• **Supplied records**

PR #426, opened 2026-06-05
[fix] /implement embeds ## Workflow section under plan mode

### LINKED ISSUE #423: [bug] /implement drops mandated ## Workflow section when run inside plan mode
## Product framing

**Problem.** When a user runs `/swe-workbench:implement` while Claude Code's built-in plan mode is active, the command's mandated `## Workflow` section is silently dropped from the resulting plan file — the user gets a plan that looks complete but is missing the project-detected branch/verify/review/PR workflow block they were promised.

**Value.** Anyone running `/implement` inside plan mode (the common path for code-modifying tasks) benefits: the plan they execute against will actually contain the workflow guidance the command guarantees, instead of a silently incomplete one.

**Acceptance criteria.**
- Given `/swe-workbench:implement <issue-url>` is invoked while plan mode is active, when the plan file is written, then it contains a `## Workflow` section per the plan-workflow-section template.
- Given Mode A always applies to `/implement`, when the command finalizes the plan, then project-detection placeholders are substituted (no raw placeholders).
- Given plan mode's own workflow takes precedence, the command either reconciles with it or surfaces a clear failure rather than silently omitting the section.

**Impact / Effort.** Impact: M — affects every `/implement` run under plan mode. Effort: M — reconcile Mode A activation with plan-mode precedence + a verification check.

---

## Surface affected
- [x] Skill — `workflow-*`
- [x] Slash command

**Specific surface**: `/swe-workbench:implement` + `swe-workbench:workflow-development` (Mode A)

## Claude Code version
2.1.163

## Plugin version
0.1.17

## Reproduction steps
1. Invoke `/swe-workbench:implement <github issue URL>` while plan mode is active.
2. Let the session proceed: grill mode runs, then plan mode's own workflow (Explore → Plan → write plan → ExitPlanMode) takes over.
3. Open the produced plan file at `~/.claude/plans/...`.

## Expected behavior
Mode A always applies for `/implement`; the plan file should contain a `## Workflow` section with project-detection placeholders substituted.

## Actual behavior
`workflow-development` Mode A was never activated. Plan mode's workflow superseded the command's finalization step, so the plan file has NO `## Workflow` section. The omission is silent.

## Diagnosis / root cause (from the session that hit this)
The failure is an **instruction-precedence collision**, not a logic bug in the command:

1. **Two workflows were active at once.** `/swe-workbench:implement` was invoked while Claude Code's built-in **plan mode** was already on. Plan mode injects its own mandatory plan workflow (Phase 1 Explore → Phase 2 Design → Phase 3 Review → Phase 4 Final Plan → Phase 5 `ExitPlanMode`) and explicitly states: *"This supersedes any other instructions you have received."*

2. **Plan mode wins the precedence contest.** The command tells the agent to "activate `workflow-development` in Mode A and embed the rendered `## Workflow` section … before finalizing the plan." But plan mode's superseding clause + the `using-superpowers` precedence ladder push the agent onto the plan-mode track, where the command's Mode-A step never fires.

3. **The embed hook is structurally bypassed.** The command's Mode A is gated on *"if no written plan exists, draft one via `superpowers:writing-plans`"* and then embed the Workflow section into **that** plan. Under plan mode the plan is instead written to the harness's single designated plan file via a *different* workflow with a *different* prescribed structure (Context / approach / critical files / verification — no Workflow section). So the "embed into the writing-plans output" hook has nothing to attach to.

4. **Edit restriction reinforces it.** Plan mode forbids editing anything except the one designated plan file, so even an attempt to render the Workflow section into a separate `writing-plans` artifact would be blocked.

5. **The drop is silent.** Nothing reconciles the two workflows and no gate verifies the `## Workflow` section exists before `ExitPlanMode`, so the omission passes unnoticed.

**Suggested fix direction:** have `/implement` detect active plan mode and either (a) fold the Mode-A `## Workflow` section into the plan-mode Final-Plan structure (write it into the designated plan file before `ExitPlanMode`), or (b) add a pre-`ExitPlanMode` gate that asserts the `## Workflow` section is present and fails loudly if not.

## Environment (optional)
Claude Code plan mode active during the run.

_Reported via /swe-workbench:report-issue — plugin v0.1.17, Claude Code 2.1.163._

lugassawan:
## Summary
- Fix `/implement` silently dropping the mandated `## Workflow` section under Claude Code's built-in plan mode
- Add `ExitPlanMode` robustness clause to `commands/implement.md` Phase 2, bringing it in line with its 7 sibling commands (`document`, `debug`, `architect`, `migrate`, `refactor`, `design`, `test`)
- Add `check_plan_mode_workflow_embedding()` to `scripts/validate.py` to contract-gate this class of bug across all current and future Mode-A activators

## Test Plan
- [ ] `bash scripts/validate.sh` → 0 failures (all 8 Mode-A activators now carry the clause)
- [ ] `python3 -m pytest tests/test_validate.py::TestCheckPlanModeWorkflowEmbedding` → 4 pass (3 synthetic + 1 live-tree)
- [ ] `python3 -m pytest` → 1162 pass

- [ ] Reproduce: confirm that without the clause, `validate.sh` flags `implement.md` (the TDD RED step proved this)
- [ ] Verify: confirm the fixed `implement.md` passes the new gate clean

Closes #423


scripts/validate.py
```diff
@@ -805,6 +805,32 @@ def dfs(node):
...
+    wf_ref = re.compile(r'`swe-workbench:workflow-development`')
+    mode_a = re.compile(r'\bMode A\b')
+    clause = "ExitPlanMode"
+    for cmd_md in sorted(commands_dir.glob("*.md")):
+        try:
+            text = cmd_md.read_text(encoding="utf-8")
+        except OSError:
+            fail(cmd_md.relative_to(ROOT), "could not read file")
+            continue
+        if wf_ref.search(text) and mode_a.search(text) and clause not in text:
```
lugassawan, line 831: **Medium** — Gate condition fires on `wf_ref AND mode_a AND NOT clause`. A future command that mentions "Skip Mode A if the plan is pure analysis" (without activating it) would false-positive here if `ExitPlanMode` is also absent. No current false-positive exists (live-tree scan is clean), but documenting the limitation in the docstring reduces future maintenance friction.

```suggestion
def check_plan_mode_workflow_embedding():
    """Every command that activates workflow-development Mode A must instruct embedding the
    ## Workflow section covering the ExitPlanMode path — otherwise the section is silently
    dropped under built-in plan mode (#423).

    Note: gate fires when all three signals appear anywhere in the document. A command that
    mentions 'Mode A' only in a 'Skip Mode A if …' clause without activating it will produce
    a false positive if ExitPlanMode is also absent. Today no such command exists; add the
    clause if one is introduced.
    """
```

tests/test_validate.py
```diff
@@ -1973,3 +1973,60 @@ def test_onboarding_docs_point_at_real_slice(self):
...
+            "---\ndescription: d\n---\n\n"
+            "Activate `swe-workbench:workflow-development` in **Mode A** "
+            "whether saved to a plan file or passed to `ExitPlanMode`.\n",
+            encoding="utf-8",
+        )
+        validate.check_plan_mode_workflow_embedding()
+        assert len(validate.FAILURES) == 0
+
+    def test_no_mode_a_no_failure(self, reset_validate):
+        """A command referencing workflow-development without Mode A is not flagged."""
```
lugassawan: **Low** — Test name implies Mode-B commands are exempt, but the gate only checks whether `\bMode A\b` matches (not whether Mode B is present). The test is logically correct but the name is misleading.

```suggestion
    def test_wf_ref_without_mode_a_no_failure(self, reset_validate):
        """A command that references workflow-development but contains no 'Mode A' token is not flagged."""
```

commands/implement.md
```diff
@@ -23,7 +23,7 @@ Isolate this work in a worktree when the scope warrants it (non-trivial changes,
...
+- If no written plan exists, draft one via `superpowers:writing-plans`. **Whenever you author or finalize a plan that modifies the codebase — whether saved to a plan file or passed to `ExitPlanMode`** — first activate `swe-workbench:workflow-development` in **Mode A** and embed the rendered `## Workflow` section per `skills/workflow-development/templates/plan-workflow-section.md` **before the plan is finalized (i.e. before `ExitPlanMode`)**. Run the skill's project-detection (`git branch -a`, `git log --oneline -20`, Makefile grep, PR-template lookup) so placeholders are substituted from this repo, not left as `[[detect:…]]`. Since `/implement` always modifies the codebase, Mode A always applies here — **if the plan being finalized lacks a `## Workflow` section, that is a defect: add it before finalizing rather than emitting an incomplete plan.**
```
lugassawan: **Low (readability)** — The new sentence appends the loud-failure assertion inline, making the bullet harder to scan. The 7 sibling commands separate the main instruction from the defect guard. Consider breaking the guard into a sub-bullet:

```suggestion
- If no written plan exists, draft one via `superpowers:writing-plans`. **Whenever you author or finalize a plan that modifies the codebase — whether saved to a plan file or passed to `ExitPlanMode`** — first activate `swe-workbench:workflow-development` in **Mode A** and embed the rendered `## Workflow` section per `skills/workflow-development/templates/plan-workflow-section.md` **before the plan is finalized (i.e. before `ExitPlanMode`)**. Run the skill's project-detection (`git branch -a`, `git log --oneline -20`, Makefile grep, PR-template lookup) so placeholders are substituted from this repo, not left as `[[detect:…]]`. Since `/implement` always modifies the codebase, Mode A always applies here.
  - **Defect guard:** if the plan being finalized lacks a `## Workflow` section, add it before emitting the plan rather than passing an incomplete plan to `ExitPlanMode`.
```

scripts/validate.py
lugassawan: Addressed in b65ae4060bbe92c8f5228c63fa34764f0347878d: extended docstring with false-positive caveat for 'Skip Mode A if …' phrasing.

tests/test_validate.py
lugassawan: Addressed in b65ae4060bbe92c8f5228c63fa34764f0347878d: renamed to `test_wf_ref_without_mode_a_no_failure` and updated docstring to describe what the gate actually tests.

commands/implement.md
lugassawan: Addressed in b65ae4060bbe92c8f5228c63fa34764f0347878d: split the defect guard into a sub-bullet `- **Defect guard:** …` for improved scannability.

• **Description of the task**
Collect every line above that contains the word "encoding".

• **Task result**
+            text = cmd_md.read_text(encoding="utf-8")
+            encoding="utf-8",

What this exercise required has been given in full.